3 Comparative Study of SG Assessment and Evaluation

This section describes crisis management SGs providing learner assessment/evaluation during game play. These SG are classified according to the proposed taxonomy. As shown in Table 1, the process of learners’ assessment and evaluation in SG requires several inputs collected from the learners’ interaction with the game. The techniques described in this article exploit these inputs to extract useful information about the learner(s) and to assess/evaluate his (their) behaviors (outputs).

Table 1. Serious games and learners’ assessment and evaluation techniques

Table 1 shows that most of SG have been evaluated using explicit techniques. For example, Stop Disasters [13], GDACS mobile [7] and DREAD-ED [3] were evaluated via learners’ answers to questionnaires. Table 1 also indicates that only the SG “SIMFOR” [2] used a multi-agent architecture as an implicit technique in order to produce individual and collective assessments. To sum up, we conclude that there is a lack of works considering the emotion concept in learners’ assessment in the context of crisis management SG. In fact, human emotions play a huge role in the process of group decision making. In crisis management filed, feeling negative emotions like stress and fear has a negative impact on the individual performance of player during a crisis response. This consequence can affect negatively the collective performance of the group and thus the success of a game session. Additionally, the works exploiting the social interactions aspect in a collaborative context of crisis management games are limited [3, 4]. However, it is important to address the role of social relationships between the different actors in affecting group decision making. In fact, in order to make successful a teamed crisis management, each member should contribute equally and communicate all relevant information to others before making a joint decision.

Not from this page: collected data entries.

PR #981, opened 2020-12-15
Always return named parameter for resolverAddressesRequired()

ajsantander:
As far as I know, naming a return variable and using the return statement does not have unwanted effects. I've also verified this in Remix.

However, I believe that the code is semantically incorrect like this, and deviations between what's written and what's intended should always be avoided.

### DIFF
--- a/contracts/SynthetixBridgeToBase.sol
+++ b/contracts/SynthetixBridgeToBase.sol
@@ -60,12 +60,12 @@ contract SynthetixBridgeToBase is Owned, MixinSystemSettings, ISynthetixBridgeTo
 
     function resolverAddressesRequired() public view returns (bytes32[] memory addresses) {
         bytes32[] memory existingAddresses = MixinSystemSettings.resolverAddressesRequired();
-        addresses = new bytes32[](4);
-        addresses[0] = CONTRACT_EXT_MESSENGER;
-        addresses[1] = CONTRACT_SYNTHETIX;
-        addresses[2] = CONTRACT_BASE_SYNTHETIXBRIDGETOOPTIMISM;
-        addresses[3] = CONTRACT_ISSUER;
-        addresses = combineArrays(existingAddresses, addresses);
+        bytes32[] memory newAddresses = new bytes32[](4);
+        newAddresses[0] = CONTRACT_EXT_MESSENGER;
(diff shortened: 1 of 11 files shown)


contracts/SynthetixBridgeToBase.sol
```diff
@@ -65,7 +65,7 @@ contract SynthetixBridgeToBase is Owned, MixinSystemSettings, ISynthetixBridgeTo
         addresses[1] = CONTRACT_SYNTHETIX;
         addresses[2] = CONTRACT_BASE_SYNTHETIXBRIDGETOOPTIMISM;
         addresses[3] = CONTRACT_ISSUER;
-        return combineArrays(existingAddresses, addresses);
+        addresses = combineArrays(existingAddresses, addresses);
```
justinjmoses, line 68: it's not named above :(

contracts/SynthetixBridgeToOptimism.sol
```diff
@@ -82,7 +82,7 @@ contract SynthetixBridgeToOptimism is Owned, MixinSystemSettings, ISynthetixBrid
         addresses[2] = CONTRACT_ISSUER;
         addresses[3] = CONTRACT_REWARDSDISTRIBUTION;
         addresses[4] = CONTRACT_OVM_SYNTHETIXBRIDGETOBASE;
-        return combineArrays(existingAddresses, addresses);
+        addresses = combineArrays(existingAddresses, addresses);
```
justinjmoses, line 85: as above.

justinjmoses (changes requested):
The signature isn't accurate in a couple of contracts - I suspect it compiles because it's using the signature from `MixinResolver` but still it's good to be accurate. Can you please double check and fix those?

jacko125 (approved):

jacko125 (approved):

contracts/SynthetixBridgeToBase.sol
ajsantander: Oops! Fixed.

contracts/SynthetixBridgeToOptimism.sol
ajsantander: Also fixed.

justinjmoses (approved):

To tackle this problem, a new technological phenomenon, called “Educational Data Mining” (EDM), proposes to explore big data capabilities in an educational context. It is defined as an emerging discipline concerned with developing, researching and applying computerized methods for exploring data that come from the educational setting and using those methods to better understand learners’ behaviors and the settings which they learn in [12]. EDM can be useful in the field of crisis management SG since it manipulates heterogeneous data representing actors’ actions, attitudes and interactions relating to a crisis as well as their consequences once the scenario played.

4 Conclusion

This paper presents an overview of Crisis Management SG focused on their learners’ assessment and evaluation capabilities. This synthesis can help researchers and game creators by enlighten the main criteria and techniques for learners’ assessment and evaluation. The described benefits and limitations of each technique may facilitate the choice of the most adequate way to evaluate a particular SG. Despite the large scope of this survey, this work does not claim to include all existing techniques of learners’ assessment and evaluation. However, it includes major themes identified in the literature, and provides a taxonomy where other works can be classified. An important research direction emerging from this research is the development of new implicit assessment/evaluation approaches that consider both emotional and social dimensions in multi-actors SG for crisis management. These approaches can be embedded into SG to provide learners with relevant information about their emotional and social states and to improve training results.